ASSIGNMENT: What lines of the data include the string "only"? Copy them all.

>>

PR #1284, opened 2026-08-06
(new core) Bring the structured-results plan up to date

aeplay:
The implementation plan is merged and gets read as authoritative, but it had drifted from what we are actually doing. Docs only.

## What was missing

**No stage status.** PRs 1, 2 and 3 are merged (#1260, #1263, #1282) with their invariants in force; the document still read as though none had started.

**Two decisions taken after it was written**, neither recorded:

<<
>>

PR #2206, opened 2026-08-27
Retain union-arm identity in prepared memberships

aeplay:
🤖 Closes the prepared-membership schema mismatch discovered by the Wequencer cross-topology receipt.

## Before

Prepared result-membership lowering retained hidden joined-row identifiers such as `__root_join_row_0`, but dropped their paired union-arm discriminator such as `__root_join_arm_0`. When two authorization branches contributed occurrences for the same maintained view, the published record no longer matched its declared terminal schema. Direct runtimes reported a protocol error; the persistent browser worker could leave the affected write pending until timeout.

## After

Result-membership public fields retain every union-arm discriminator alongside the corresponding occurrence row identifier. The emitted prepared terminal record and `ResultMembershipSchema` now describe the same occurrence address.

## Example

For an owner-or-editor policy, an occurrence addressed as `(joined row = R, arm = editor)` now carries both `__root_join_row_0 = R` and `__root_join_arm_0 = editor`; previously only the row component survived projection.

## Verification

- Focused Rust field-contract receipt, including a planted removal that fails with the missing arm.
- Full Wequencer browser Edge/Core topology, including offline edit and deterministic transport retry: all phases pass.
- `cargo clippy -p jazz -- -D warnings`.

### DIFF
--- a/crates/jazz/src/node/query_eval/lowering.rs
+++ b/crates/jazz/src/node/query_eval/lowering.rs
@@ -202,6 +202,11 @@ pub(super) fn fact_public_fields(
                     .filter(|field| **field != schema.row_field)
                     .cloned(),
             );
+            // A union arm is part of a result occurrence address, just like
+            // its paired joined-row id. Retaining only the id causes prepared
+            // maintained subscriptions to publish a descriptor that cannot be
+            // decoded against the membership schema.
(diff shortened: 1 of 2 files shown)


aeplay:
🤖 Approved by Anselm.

<<
>>

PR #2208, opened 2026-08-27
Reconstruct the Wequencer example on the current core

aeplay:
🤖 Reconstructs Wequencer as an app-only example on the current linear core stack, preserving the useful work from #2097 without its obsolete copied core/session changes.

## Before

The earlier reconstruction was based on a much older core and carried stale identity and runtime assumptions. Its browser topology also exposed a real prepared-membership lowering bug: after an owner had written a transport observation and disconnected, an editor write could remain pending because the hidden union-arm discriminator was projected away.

<<

TASK SOLUTION:
The implementation plan is merged and gets read as authoritative, but it had drifted from what we are actually doing. Docs only.
For an owner-or-editor policy, an occurrence addressed as `(joined row = R, arm = editor)` now carries both `__root_join_row_0 = R` and `__root_join_arm_0 = editor`; previously only the row component survived projection.
+            // its paired joined-row id. Retaining only the id causes prepared
🤖 Reconstructs Wequencer as an app-only example on the current linear core stack, preserving the useful work from #2097 without its obsolete copied core/session changes.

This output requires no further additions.